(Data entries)
PR #233, opened 2024-02-27
feat(pam): Cleanup logging, disable info messages in terminal mode and use journal when possible

3v1n0:
Log messages in the pam module were incomplete and at times they were using an higher priority than expected, and when authenticating with sudo or friends in an interactive terminal they were often spamming the session, breaking the bubbletea interface.

At the same time when running the module in such scenario or when it is loaded from other components such as ssh or desktop environments, it wasn't easy to debug it.

Said this:
 - Use PAM messages more to output errors when the interactive interface is over
 - Add client output to the integration tests logs
 - Add more debug messages where it matters
 - Implement `log` so that logging handlers can be defined for each level
 - Add a journal log handler that uses systemd journal as output
 - Use warning level logging in interactive terminals
 - pam module now supports these arguments:
   - `disable_journal` to disable journal integration
   - `debug` to use debug level when enabled (I was considering exposing `loglevel` but that's probably too much)
   - `logfile` to write the log to a provided file, in such case journal is not used.

UDENG-2441

### DIFF
--- a/pam/main-cli.go
+++ b/pam/main-cli.go
@@ -6,6 +6,7 @@ import (
 	"errors"
 	"fmt"
 	"os"
+	"path/filepath"
 
 	"github.com/msteinert/pam/v2"
 	"github.com/sirupsen/logrus"
@@ -16,7 +17,12 @@ import (
 // Simulating pam on the CLI for manual testing.
 func main() {
 	log.SetLevel(log.DebugLevel)
-	f, err := os.OpenFile("/tmp/logdebug", os.O_CREATE|os.O_APPEND|os.O_RDWR, 0600)
+	logDir := os.Getenv("AUTHD_PAM_CLI_LOG_DIR")
+	if logDir == "" {
+		logDir = os.TempDir()
+	}
+	logPath := filepath.Join(logDir, "authd-pam-cli.log")
+	f, err := os.OpenFile(logPath, os.O_CREATE|os.O_APPEND|os.O_RDWR, 0600)
 	if err != nil {
 		panic(err)
 	}
--- a/pam/main-cli.go
+++ b/pam/main-cli.go
@@ -9,23 +9,12 @@ import (
 	"path/filepath"
 
 	"github.com/msteinert/pam/v2"
-	"github.com/sirupsen/logrus"
 	"github.com/ubuntu/authd/pam/internal/pam_test"
 )
 
 // Simulating pam on the CLI for manual testing.
 func main() {
 	logDir := os.Getenv("AUTHD_PAM_CLI_LOG_DIR")
-	if logDir == "" {
-		logDir = os.TempDir()
-	}
-	logPath := filepath.Join(logDir, "authd-pam-cli.log")
-	f, err := os.OpenFile(logPath, os.O_CREATE|os.O_APPEND|os.O_RDWR, 0600)
-	if err != nil {
-		panic(err)
-	}
-	defer f.Close()
-	logrus.SetOutput(f)
 
 	module := &pamModule{}
 	mTx := pam_test.NewModuleTransactionDummy(pam.ConversationFunc(
@@ -52,11 +41,14 @@ func main() {
 		pamFunc = module.ChangeAuthTok
 		resultMsg = "PAM ChangeAuthTok() for user %q"
 	default:
-		f.Close()
 		panic("Unknown PAM operation: " + action)
 	}
 
 	defaultArgs := []string{"debug=true"}
+	if logDir != "" {
+		logPath := filepath.Join(logDir, "authd-pam-cli.log")
+		defaultArgs = append(defaultArgs, "logfile="+logPath)
+	}
 
 	args = append(defaultArgs, args...)
 	pamRes := pamFunc(mTx, pam.Flags(0), args)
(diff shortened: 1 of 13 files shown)


denisonbarbosa (changes requested):
The golden files changed. I would expect the log messages to change, as you touched the log package but the changes were more than that, so please take a look at the diff and ensure everything is in order.

pam/pam.go
```diff
@@ -67,6 +79,61 @@ func sendReturnMessageToPam(mTx pam.ModuleTransaction, retStatus adapter.PamRetu
...
+			journalPriority = journal.PriDebug
+		case log.InfoLevel:
+			journalPriority = journal.PriInfo
+		case log.WarnLevel:
+			journalPriority = journal.PriWarning
+		case log.ErrorLevel:
+			journalPriority = journal.PriErr
+		}
+		journal.Print(journalPriority, format, args...)
+	})
```
3v1n0, line 132: Not sure if we want this for the daemon too (although it should be automatic in such case), but if we do maybe this could be part of `internal/log`

pam/main-cli.go
```diff
@@ -6,26 +6,27 @@ import (
...
-		panic(err)
-	}
-	defer f.Close()
-	logrus.SetOutput(f)
+	logDir := os.Getenv("AUTHD_PAM_CLI_LOG_DIR")
 
 	module := &pamModule{}
 	mTx := pam_test.NewModuleTransactionDummy(pam.ConversationFunc(
 		func(style pam.Style, msg string) (string, error) {
+			clearTerminal()
```
denisonbarbosa, line 29: I still don't like this change, tbh. Clearing the stdout is a bad thing (especially because we rely on it to see whether our UI works or not), so I would just keep it as before and log the errors right below the UI.

3v1n0: Yeah, I do agree... It was more or less something I figured out to get the whole error.

However, that commit should be removed and replaced by #236, whether in tests only or in all the cases (as I think is better).

3v1n0: If you're fine with the rest of the MR though, I can drop the commits that cause changes to the golden files and I'll add to another MR once that one ready.

denisonbarbosa: Now that #236 got merged, can we rebase this one on main so we can see exactly how the diff will look like?

3v1n0: test failure is unrelated, but I can't retry the job myself :(

pam/integration-tests/integration_test.go
```diff
@@ -239,6 +253,22 @@ func saveArtifactsForDebug(t *testing.T, artifacts []string) {
...
 
+func prepareCLILogging(t *testing.T) string {
+	t.Helper()
+
+	cliLog := filepath.Join(t.TempDir(), "authd-pam-cli.log")
+	t.Cleanup(func() {
+		out, err := os.ReadFile(cliLog)
+		if os.IsNotExist(err) {
+			return
+		}
```
denisonbarbosa, line 264: IIRC, the `os.IsNotExist` error is an alias for `fs.ErrNotExist` and they themselves recommend comparing the error with `errors.Is(err, fs.ErrNotExist)`. Would you mind switching to this format?

denisonbarbosa (changes requested):
LGTM! Only a single change that I think we need to handle. Otherwise, nice work!

denisonbarbosa:
The tests are still failing: https://github.com/ubuntu/authd/actions/runs/8177346320/job/22392128551?pr=233

didrocks (changes requested):
Thanks for the changes! I have few comments, but nothing big.

Just in general, I think we should have kept `internal/log` closer to `slog` and simplify it (look at how slog did it while having very simplist code). Here it’s getting complex for no good readon IMHO, but that’s fine by now. We will refactor later.

pam/pam.go
```diff
@@ -93,20 +103,79 @@ func sendReturnMessageToPam(mTx pam.ModuleTransaction, retStatus adapter.PamRetu
...
+		}
+		log.SetLevel(log.WarnLevel)
+	}
+
+	if !journal.Enabled() {
+		log.SetHandler(nil)
+		disableTerminalLogging()
+		return func() {}, nil
+	}
+	if args["disable_journal"] == "true" {
```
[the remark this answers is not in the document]
3v1n0: Yeah, they were simpler returns initially, so keeping them separated made things easier to maintain, but not anymore.

pam/pam.go
```diff
@@ -93,20 +103,79 @@ func sendReturnMessageToPam(mTx pam.ModuleTransaction, retStatus adapter.PamRetu
...
+		log.SetHandler(nil)
+		disableTerminalLogging()
+		return func() {}, nil
+	}
+
+	log.SetHandler(func(_ context.Context, level log.Level, format string, args ...interface{}) {
+		journalPriority := journal.PriNotice
```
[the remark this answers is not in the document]
3v1n0: ok, that was just the fallback so I set it as it's default, but I can set to info too.

denisonbarbosa (approved):
Looks good to me (besides what Didier already pointed out). Once his comments are addressed, I think we are good!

**PROMPT**. Every entry must be printed again, exactly as it reads.

**ANSWER SPACE**.
PR #233, opened 2024-02-27
feat(pam): Cleanup logging, disable info messages in terminal mode and use journal when possible

3v1n0:
Log messages in the pam module were incomplete and at times they were using an higher priority than expected, and when authenticating with sudo or friends in an interactive terminal they were often spamming the session, breaking the bubbletea interface.

At the same time when running the module in such scenario or when it is loaded from other components such as ssh or desktop environments, it wasn't easy to debug it.

Said this:
 - Use PAM messages more to output errors when the interactive interface is over
 - Add client output to the integration tests logs
 - Add more debug messages where it matters
 - Implement `log` so that logging handlers can be defined for each level
 - Add a journal log handler that uses systemd journal as output
 - Use warning level logging in interactive terminals
 - pam module now supports these arguments:
   - `disable_journal` to disable journal integration
   - `debug` to use debug level when enabled (I was considering exposing `loglevel` but that's probably too much)
   - `logfile` to write the log to a provided file, in such case journal is not used.

UDENG-2441

### DIFF
--- a/pam/main-cli.go
+++ b/pam/main-cli.go
@@ -6,6 +6,7 @@ import (
 	"errors"
 	"fmt"
 	"os"
+	"path/filepath"
 
 	"github.com/msteinert/pam/v2"
 	"github.com/sirupsen/logrus"
@@ -16,7 +17,12 @@ import (
 // Simulating pam on the CLI for manual testing.
 func main() {
 	log.SetLevel(log.DebugLevel)
-	f, err := os.OpenFile("/tmp/logdebug", os.O_CREATE|os.O_APPEND|os.O_RDWR, 0600)
+	logDir := os.Getenv("AUTHD_PAM_CLI_LOG_DIR")
+	if logDir == "" {
+		logDir = os.TempDir()
+	}
+	logPath := filepath.Join(logDir, "authd-pam-cli.log")
+	f, err := os.OpenFile(logPath, os.O_CREATE|os.O_APPEND|os.O_RDWR, 0600)
 	if err != nil {
 		panic(err)
 	}
--- a/pam/main-cli.go
+++ b/pam/main-cli.go
@@ -9,23 +9,12 @@ import (
 	"path/filepath"
 
 	"github.com/msteinert/pam/v2"
-	"github.com/sirupsen/logrus"
 	"github.com/ubuntu/authd/pam/internal/pam_test"
 )
 
 // Simulating pam on the CLI for manual testing.
 func main() {
 	logDir := os.Getenv("AUTHD_PAM_CLI_LOG_DIR")
-	if logDir == "" {
-		logDir = os.TempDir()
-	}
-	logPath := filepath.Join(logDir, "authd-pam-cli.log")
-	f, err := os.OpenFile(logPath, os.O_CREATE|os.O_APPEND|os.O_RDWR, 0600)
-	if err != nil {
-		panic(err)
-	}
-	defer f.Close()
-	logrus.SetOutput(f)
 
 	module := &pamModule{}
 	mTx := pam_test.NewModuleTransactionDummy(pam.ConversationFunc(
@@ -52,11 +41,14 @@ func main() {
 		pamFunc = module.ChangeAuthTok
 		resultMsg = "PAM ChangeAuthTok() for user %q"
 	default:
-		f.Close()
 		panic("Unknown PAM operation: " + action)
 	}
 
 	defaultArgs := []string{"debug=true"}
+	if logDir != "" {
+		logPath := filepath.Join(logDir, "authd-pam-cli.log")
+		defaultArgs = append(defaultArgs, "logfile="+logPath)
+	}
 
 	args = append(defaultArgs, args...)
 	pamRes := pamFunc(mTx, pam.Flags(0), args)
(diff shortened: 1 of 13 files shown)


denisonbarbosa (changes requested):
The golden files changed. I would expect the log messages to change, as you touched the log package but the changes were more than that, so please take a look at the diff and ensure everything is in order.

pam/pam.go
```diff
@@ -67,6 +79,61 @@ func sendReturnMessageToPam(mTx pam.ModuleTransaction, retStatus adapter.PamRetu
...
+			journalPriority = journal.PriDebug
+		case log.InfoLevel:
+			journalPriority = journal.PriInfo
+		case log.WarnLevel:
+			journalPriority = journal.PriWarning
+		case log.ErrorLevel:
+			journalPriority = journal.PriErr
+		}
+		journal.Print(journalPriority, format, args...)
+	})
```
3v1n0, line 132: Not sure if we want this for the daemon too (although it should be automatic in such case), but if we do maybe this could be part of `internal/log`

pam/main-cli.go
```diff
@@ -6,26 +6,27 @@ import (
...
-		panic(err)
-	}
-	defer f.Close()
-	logrus.SetOutput(f)
+	logDir := os.Getenv("AUTHD_PAM_CLI_LOG_DIR")
 
 	module := &pamModule{}
 	mTx := pam_test.NewModuleTransactionDummy(pam.ConversationFunc(
 		func(style pam.Style, msg string) (string, error) {
+			clearTerminal()
```
denisonbarbosa, line 29: I still don't like this change, tbh. Clearing the stdout is a bad thing (especially because we rely on it to see whether our UI works or not), so I would just keep it as before and log the errors right below the UI.

3v1n0: Yeah, I do agree... It was more or less something I figured out to get the whole error.

However, that commit should be removed and replaced by #236, whether in tests only or in all the cases (as I think is better).

3v1n0: If you're fine with the rest of the MR though, I can drop the commits that cause changes to the golden files and I'll add to another MR once that one ready.

denisonbarbosa: Now that #236 got merged, can we rebase this one on main so we can see exactly how the diff will look like?

3v1n0: test failure is unrelated, but I can't retry the job myself :(

pam/integration-tests/integration_test.go
```diff
@@ -239,6 +253,22 @@ func saveArtifactsForDebug(t *testing.T, artifacts []string) {
...
 
+func prepareCLILogging(t *testing.T) string {
+	t.Helper()
+
+	cliLog := filepath.Join(t.TempDir(), "authd-pam-cli.log")
+	t.Cleanup(func() {
+		out, err := os.ReadFile(cliLog)
+		if os.IsNotExist(err) {
+			return
+		}
```
denisonbarbosa, line 264: IIRC, the `os.IsNotExist` error is an alias for `fs.ErrNotExist` and they themselves recommend comparing the error with `errors.Is(err, fs.ErrNotExist)`. Would you mind switching to this format?

denisonbarbosa (changes requested):
LGTM! Only a single change that I think we need to handle. Otherwise, nice work!

denisonbarbosa:
The tests are still failing: https://github.com/ubuntu/authd/actions/runs/8177346320/job/22392128551?pr=233

didrocks (changes requested):
Thanks for the changes! I have few comments, but nothing big.

Just in general, I think we should have kept `internal/log` closer to `slog` and simplify it (look at how slog did it while having very simplist code). Here it’s getting complex for no good readon IMHO, but that’s fine by now. We will refactor later.

pam/pam.go
```diff
@@ -93,20 +103,79 @@ func sendReturnMessageToPam(mTx pam.ModuleTransaction, retStatus adapter.PamRetu
...
+		}
+		log.SetLevel(log.WarnLevel)
+	}
+
+	if !journal.Enabled() {
+		log.SetHandler(nil)
+		disableTerminalLogging()
+		return func() {}, nil
+	}
+	if args["disable_journal"] == "true" {
```
[the remark this answers is not in the document]
3v1n0: Yeah, they were simpler returns initially, so keeping them separated made things easier to maintain, but not anymore.

pam/pam.go
```diff
@@ -93,20 +103,79 @@ func sendReturnMessageToPam(mTx pam.ModuleTransaction, retStatus adapter.PamRetu
...
+		log.SetHandler(nil)
+		disableTerminalLogging()
+		return func() {}, nil
+	}
+
+	log.SetHandler(func(_ context.Context, level log.Level, format string, args ...interface{}) {
+		journalPriority := journal.PriNotice
```
[the remark this answers is not in the document]
3v1n0: ok, that was just the fallback so I set it as it's default, but I can set to info too.

denisonbarbosa (approved):
Looks good to me (besides what Didier already pointed out). Once his comments are addressed, I think we are good!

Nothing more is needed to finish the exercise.